During 1998, 1997, 1996 and 1995, an additional $63,000, $78,996, $16,000 and
$15,000, respectively, was advanced to TechTron by the Company. The Company has
obtained notes from TechTron for these additional advances. The notes bear
interest at the rate of 8% and are payable on demand. All notes have been
guaranteed by Certain Executive Officers.


                                     -6-
<PAGE>

      As of June 30, 1998 and December 31, 1997, $(108,419) and $74,878,
respectively, was (payable to) due from Alpha. The amounts are net of certain
transactions in the amount of $174,584, not recorded due to realization
uncertainties. At June 30, 1998 and December 31, 1997, $(3,492) and $64,350,
respectively, was (payable to) due from CDBI. However, there was inadequate cash
flow to pay $200,000 in consulting fees which have not been recorded by the
Company due to realization uncertainties. Amounts (payable to) due from Alpha
and CDBI are included in accounts payable or amounts due from consulting
customers in the accompanying balance sheets.

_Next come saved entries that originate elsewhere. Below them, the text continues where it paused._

Issue #3460, opened 2023-05-08
TestEnv.jl functionality/support


oxinabox:
The code in TestEnv.jl is made from hacking up the internal code from Pkg.
This means it often breaks, due to changes in Pkg that are not mirrored in TestEnv yet.
Though for the last few releases the Pkg internals seem to be back in a period of stability.

I think at this point, TestEnv.jl has proven the utility of being able to activate the test enviroment. 
And that it would be reasonable to add `] activate --test` or similar.
If we did that and stdlib-ized the the TestEnv functionality then it wouldn't need 
Could keep TestEnv.jl around for compat reasons, but it could just delegate to Pkg if version is beyond 1.10

An alternative would be to expose just enough functionality to do this.
This probably means a public API of:
 - extract UUID from `[extras]` 
 -  easily get lists of packages from `target.test` 
 - and easily subset `[compat]`
 - Merge  Projects/Manifests

fredrikekre:
Duplicate of https://github.com/JuliaLang/Pkg.jl/issues/1233 ?

oxinabox:
no, it is related but distinct.
In that the TestEnv thing *also* needs to keep support for the way tests are specified Julia 1.0 style. with `[extras]`. Which is not going to be removed any time soon. As well as the 1.2 approximation to sub-proects with `test/Project.toml`.

IanButterworth:
FWIW I took a look at implementing `pkg> activate --test` (and `pkg> activate --build` given its a supported target) but it's relatively involved.

It would be nice to get those in though, I agree that TestEnv has shown how helpful it would be.

ufechner7:
Any update on this? Is there a consensus that this would be useful?

IanButterworth:
WIP here https://github.com/JuliaLang/Pkg.jl/pull/4218

KristofferC:
At least to me, the workspace feature is kind of supposed to subsume the implicit test env creation and those projects you can just activate as a normal julia project (`--project`).

oxinabox:
I do think, even if the goal is people use the new workspaces feature.
(I remain unconvinced personally, seems too complex for a little package)
it would still be nice to have these features needed to build TestEnv.jl.
Those features would let people do lots of interesting things with their dependencies.

The key one that is nontrivial to implement is the _Merge Projects/Manifests_, in the same way Pkg does right now for tests.
There is a lot of complexity and corner cases.
[...]

PR #4218, opened 2025-04-11
Add ability to activate test/build target envs

IanButterworth:
Closes https://github.com/JuliaLang/Pkg.jl/issues/3460

```
(Pkg) pkg> activate /Users/ian/Documents/GitHub/ObjectDetector.jl
  Activating project at `~/Documents/GitHub/ObjectDetector.jl`

(ObjectDetector) pkg> activate --test
    Creating temporary project based on the target `test` in `~/Documents/GitHub/ObjectDetector.jl/Project.toml`
  Activating project at `/var/folders/1z/jf841bdj73bdj3vk7kc7f_3w0000gn/T/jl_wHY4q9`

(jl_wHY4q9) pkg> st
Status `/private/var/folders/1z/jf841bdj73bdj3vk7kc7f_3w0000gn/T/jl_wHY4q9/Project.toml`
  [79e6a3ab] Adapt
  [5c00bae2] AllocArrays
  [6e4b80f9] BenchmarkTools
  [052768ef] CUDA
  [e2912957] Darknet
  [5789e2e9] FileIO
  [587475ba] Flux
  [a09fc81d] ImageCore
  [4381153b] ImageDraw
  [6a3955dd] ImageFiltering
  [82e4d734] ImageIO
  [02fcd773] ImageTransformations
  [aea7be01] PrecompileTools
  [08abe8d2] PrettyTables
  [324d217c] ReferenceTests
  [a759f4b9] TimerOutputs
  [c4a57d5a] UnsafeArrays
  [02a925ec] cuDNN
  [4af54fe1] LazyArtifacts
  [8dfed614] Test
```


davidanthoff:
This would be amazing to have! Lots of use for it in the VS Code extension. Probably too late for 1.12?

IanButterworth:
@KristofferC mentioned in https://github.com/JuliaLang/Pkg.jl/issues/3460 that the new workspaces feature was a better way to handle this in 1.12+

We could add this functionality, or we could not and focus on prodding people towards using workspaces in 1.12+. 

It came up in the #testing slack channel that this section of the docs should be updated to highlight workspaces being the best way to do test envs. https://pkgdocs.julialang.org/v1/creating-packages/#Alternative-approach:-test/Project.toml-file-test-specific-dependencies

IanButterworth:
Also so I don't forget if we go with this PR.. there's a bug. It's currently not including the parent package in the test env.

davidanthoff:
It would still be great to have just one function that handles all the complexities of deciding how to set up the test env. I.e. if the workspace is there, is that, if the old style separate Project.toml is there, us that, or the target thing. We will essentially have three different ways to specify test env in 1.12 that all need to be supported, and it would be nice if Pkg.jl handled all cases.

Moelf:
with workspaces, this should be expanded to be able to activate any workspace or...? `--docs` would be useful, and `--benchmarks`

      As of December 31, 1997, UMDC owed the Company $831,483 and the physician
shareholders of UMDC owed the Company $100,000 in principal plus interest for
loans previously advanced by the Company. As of June 30, 1998, all amounts due
from UMDC under these loans were repaid, and $100,000 of principal plus accrued
interest due from the physician shareholders of UMDC to the Company was still
outstanding. In addition, the Company provided equipment and supplies to UMDC
aggregating $1,048,841 through June 30, 1998 and December 31, 1997 at no margin.
The total amounts due from UMDC and its physician principals totaled $100,000
and $2,665,677 as of June 30, 1998 and December 31, 1997, respectively. Amounts
due as of June 30, 1998 are net of certain transactions including consulting
fees aggregating $1,388,875 and $376,633 in interest and other accrued fees not
recorded due to realization uncertainties.

      In 1998, the Company loaned $250,000 to Steven L. Trenk, the Company's
President and Chief Executive Officer. Mr. Trenk executed a promissory note for
this advance due and payable in full within one year. The note bears interest at
rate imputed by the Internal Revenue Service for instruments having a maturity
of one or more years and without a stated interest rate. This loan is included
in other current assets in the accompanying balance sheets.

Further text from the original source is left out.